# Lawn Equipment



## GAbuckhunter88 (Dec 2, 2014)

I am about to purchase a house and will need to pickup a lawn mower and weed-eater.  Having worked landscaping all through college I am no stranger to all of the equipment,  however I cant afford to go buy the commercial equipment i would want. What would be the best options to look at for a residential application?


----------



## sinclair1 (Dec 2, 2014)

GAbuckhunter88 said:


> I am about to purchase a house and will need to pickup a lawn mower and weed-eater.  Having worked landscaping all through college I am no stranger to all of the equipment,  however I cant afford to go buy the commercial equipment i would want. What would be the best options to look at for a residential application?


Depends on the size of yard. Sometimes commercial is a better deal on a large yard that would wear out a residential mower in two seasons. 
I have a small yard and use a husquvarna tractor, honda push mower and echo weed eater and blower. They all do a good job without fail.

My echo equipment is 8 years old and running strong. If you skimp too far on cheap ryobi type stuff it will cost you in the long run.


----------



## Wild Turkey (Dec 2, 2014)

pm sent from winston ga


----------



## GAbuckhunter88 (Dec 2, 2014)

sinclair1 said:


> Depends on the size of yard. Sometimes commercial is a better deal on a large yard that would wear out a residential mower in two seasons.
> I have a small yard and use a husquvarna tractor, honda push mower and echo weed eater and blower. They all do a good job without fail.
> 
> My echo equipment is 8 years old and running strong. If you skimp too far on cheap ryobi type stuff it will cost you in the long run.

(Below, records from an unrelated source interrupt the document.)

PR #5596, opened 2022-03-28
Cleans up innerloop resources upon Ctrl+c

### LINKED ISSUE #5532: When odo dev detects changes it pushes files twice
/kind bug

**Operating System:**
MacOS
**Output of `odo version`:**
-> % odo version
odo v2.5.0 (b39534823)
Happens when using either Kubernetes or openshift clusters

## Actual behavior
When odo dev detects changes in code it pushes files twice

## Expected behavior
It should push changes just once

I made a change in one file, then saved, and odo dev reported detecting changes twice, and pushed twice:
```
-> % odo dev                                 
Using devfile.yaml from the current directory.
Starting your application on cluster in developer mode
 ✓  Waiting for Kubernetes resources [4s]
 ✓  Syncing files into the container [2ms]

Your application is running on cluster.
 
Waiting for something to change in /Users/rnapoles/temp/t1

Press Ctrl+c to exit and clean up resources from cluster.


File /Users/rnapoles/temp/t1/main.go changed
Pushing files...
 ✓  Waiting for Kubernetes resources [4s]
 ✓  Syncing files into the container [2s]
 ✓  Building your application in container on cluster [2s]
 ✓  Executing the application [2s]

Waiting for something to change in /Users/rnapoles/temp/t1

Press Ctrl+c to exit and clean up resources from cluster.


File /Users/rnapoles/temp/t1/main.go changed
Pushing files...
 ✓  Waiting for Kubernetes resources [5s]
 ✓  Syncing files into the container [2s]
 ✓  Building your application in container on cluster [2s]
 ✓  Executing the application [3s]

Waiting for something to change in /Users/rnapoles/temp/t1

Press Ctrl+c to exit and clean up resources from cluster.
```

### LINKED ISSUE #5595: Stop catching `os.Interrupt` signal for Telemetry in case of `odo dev`
In the case of `odo dev`, interrupt is not really interrupt that we want to catch as an error. Perhaps you can add a check for `odo dev` before the signal watcher starts.
https://github.com/redhat-developer/odo/blob/main/pkg/odo/genericclioptions/runnable.go#L73

Check if `cmd.Name() == "dev"`, and if it is, don't add the `os.Interrupt` signal to the list. @feloy what do you think?

_Originally posted by @valaparthvi in https://github.com/redhat-developer/odo/pull/5576#discussion_r836294874_

dharmit:
**What type of PR is this:**

$subject

Fixes part of #5485
Fixes #5532 
Fixes #5595

**PR acceptance criteria:**

- [ ] Unit test

- [ ] Integration test 

- [ ] Documentation 

Run odo dev and hit `Ctrl+c`. Innerloop resources should get deleted.

**Things from acceptance criteria addressed in this PR:**
IMHO, Done
- [x] Before the command ends it should delete all **inner loop** resources that it created on the cluster.
  - [x] There are different ways how the command can end (for example SIGQUIT, SIGHUP, SIGINT etc...) Program should catch all those signals and do cleanup before exiting.
  - [x] if the command is interrupted in the middle of some other operation (for example file syncing, k8s resource creation etc...) it should complete what is is doing, and when it gets to the point when `odo dev` is waiting or files to change start the cleanup procedure
- [x] The last line of the output needs to always inform user that ctrl+c will end the command and that it will result in deleting all resources from the cluster

Prefer separate PR:
- [ ] at least one test with devfile that creates storage, k8s. networking/Service (endpoint), k8s component. 
- [ ] verify that this work on Windows


pkg/odo/cli/dev/dev.go
```diff
@@ -267,6 +281,13 @@ func printPortForwardingInfo(portPairs map[string][]string, out io.Writer) {
 	fmt.Fprintf(out, "\n%s", portForwardURLs.String())
 }
 
+func (o *DevOptions) HandleSignal() error {
+	o.cancel()
+	<-o.cleanupDone
+	time.Sleep(10 * time.Second)
```
dharmit: @kadel @feloy I have removed this sleep in a subsequent commit, but you could add this to test that when cleanup logic is being executed, it doesn't re-trigger the watch logic.

pkg/watch/watch.go
```diff
@@ -178,34 +187,43 @@ func (o *WatchClient) WatchAndPush(out io.Writer, parameters WatchParameters) er
...
-				}
-			case event := <-watcher.Events:
-				changeLock.Lock()
+	wg.Add(1)
+	for {
+		select {
+		case event := <-watcher.Events:
+			// check if the delay between events is more than a second; if not don't push again
+			if time.Now().After(lastChange.Add(delay)) {
+				lastChange = time.Now()
```
dharmit, line 225: @feloy one of the problems I am facing after removing that infinite for loop and doing everything in this single go routine is that https://github.com/redhat-developer/odo/issues/5532 pops up frequently. 

I added the above logic to ensure that we don't do odo dev too often, but only if the gap between two successive events is more than 1 second. Even though it fixed the problem initially, it came back, and I am seeing odo dev push things not just twice but sometimes as much as 4 times!

pkg/watch/watch.go
```diff
@@ -178,34 +187,43 @@ func (o *WatchClient) WatchAndPush(out io.Writer, parameters WatchParameters) er
...
-					changeLock.Unlock()
-				}
-			case event := <-watcher.Events:
-				changeLock.Lock()
+	wg.Add(1)
+	for {
+		select {
+		case event := <-watcher.Events:
+			// check if the delay between events is more than a second; if not don't push again
+			if time.Now().After(lastChange.Add(delay)) {
```
feloy, line 224: I don't think it will work this way. Instead, you should create a timer of 'delay' duration that you start when an event is received, and you add a case to catch the end of the timer. If you receive another event before the end of the timer, you reinitialize the timer to delay, and if you receive a timer end, you can proceed

feloy (changes requested):

pkg/watch/watch.go
dharmit: PTAL at 86c8e04.

pkg/watch/watch.go
```diff
@@ -178,34 +187,47 @@ func (o *WatchClient) WatchAndPush(out io.Writer, parameters WatchParameters) er
...
 			select {
-			case extMsg := <-parameters.ExtChan:
-				if extMsg {
-					changeLock.Lock()
-					watchError = ErrUserRequestedWatchExit
-					changeLock.Unlock()
-				}
 			case event := <-watcher.Events:
-				changeLock.Lock()
+				lastEvent = event
```
feloy, line 227: You can have several `watcher.Events` before to have `timer.C`, so you need to store your events into an array of events: `lastEvents = append(lastEvents, event)`

feloy (changes requested):

pkg/watch/watch.go
dharmit: But wouldn't that cause the same problem because `lastEvents` slice/array would have multiple events triggered for a single change?

feloy: Probably you could filter it to remove duplicates?

pkg/odo/cli/dev/dev.go
```diff
@@ -267,6 +281,12 @@ func printPortForwardingInfo(portPairs map[string][]string, out io.Writer) {
 	fmt.Fprintf(out, "\n%s", portForwardURLs.String())
 }
 
+func (o *DevOptions) HandleSignal() error {
+	o.cancel()
+	<-o.cleanupDone
```
feloy, line 286:
```suggestion
	// we are waiting for the cleanup to finish, before to continue the signal handler processing
	<-o.cleanupDone
```

pkg/watch/watch.go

Lot is about half acre. I dont plan on going the cheap route because I know the pain that causes. 

Have been looking into a Honda Mower as that is all I used working landscaping.


----------



## oops1 (Dec 2, 2014)

I'd try to find used commercial. That's what I did after buying a new mower every other year.


----------



## Wild Turkey (Dec 2, 2014)

We have  Hondas from HD that have been run commercially for 5 years on a daily basis. Nothing but blades so far.


----------



## rjcruiser (Dec 3, 2014)

X2 on buying used commercial. I'd try and find an older 36" walk behind. I've seen older belt drives for sub $500. About 5 years ago,  I bought an old Yazoo Keyes 36" for $250. Had the 12.5hp kawasaki on it. Bullet proof. 

At that size of lot, a standard 22" walk behind is going to take you around 45 mins or a little longer. 36 walk behind will cut that time to 15-20 mins. Huge difference imo. 

I'll second echo weedeater.  Then get the shindaiawa speed feed trimmer head.  Worth the $25. 

Ive had kawasaki blowers and shindy blowers. Currently have a big shindy...love it. 

Don't have an edger....I just flip my string trimmer over and use it.


----------



## rjcruiser (Dec 3, 2014)

I'll add...right now is the time to buy used equipment.


----------



## TrueBlueEagle (Dec 4, 2014)

I'll second the echo weedeater and leaf blower. 

For the mower, I've had good luck with my ariens 54" riding from HD. A little big for a 1/2 acre....If I was going push mower, hard to beat a honda for that kinda job, IMHO.


----------



## crackerdave (Dec 5, 2014)

I got a Bad Boy zero turn from Tractor Supply.It's very well-built and easy to get parts for.
I like my Echo chain saw and string trimmer.Echo saw has a five year warranty,Stihl only has two.


----------



## rayjay (Dec 6, 2014)

1/2 acre lot or 1/2 acre of grass ???  1/2 acre lot probably only has 1/4 acre or less of grass to cut. A decent used Honda push mower is a good bet. The main problem with OPE is letting them sit all winter and expecting them to run next spring. The best bet is too run the machine at least once a month.  Plant fescue and winter rye every fall and you will be mowing even in January so this solves the sitting up issue !

Now if you want to go top shelf I do have a $7000 [ when new ] JD garden tractor for sale !  Power steering, hydraulic deck lift, etc.


----------



## mattech (Dec 6, 2014)

Go to an commercial type store and buy their homeowner version equipment. Better equipment than the big box homeowner stuff. Although I have an echo trimmer I bought new at home depot 9 years ago. Still runs like a champ. Nothing but a couple spark plugs.


----------



## GA native (Feb 10, 2015)

I have a Sears mower that  I bought for $200 15 years ago. Not a bell or whistle on it. Starts on the third pull. Cuts great.

A $100 Poulan weedeater from the Walmart lasted me about 13 years with minimal problems. I replaced it with an Echo SRM for $200.

I've had my Homelite blower for about ten years, and it has sucked from day one. And time hasn't helped it much... Looking to replace it with an Echo soon.

The biggest thing is regular maintenance. Keep the air filter clean, the blade sharp, and the oil fresh. And you will get a lot of use out of cheap equipment.


----------



## Hooked On Quack (Feb 10, 2015)

Hire a yard crew and save yourself headaches and lots of time.

Best move I made 7 yrs ago, sold all my yard equipment hired a excellent/dependable yard crew, never looked back.


----------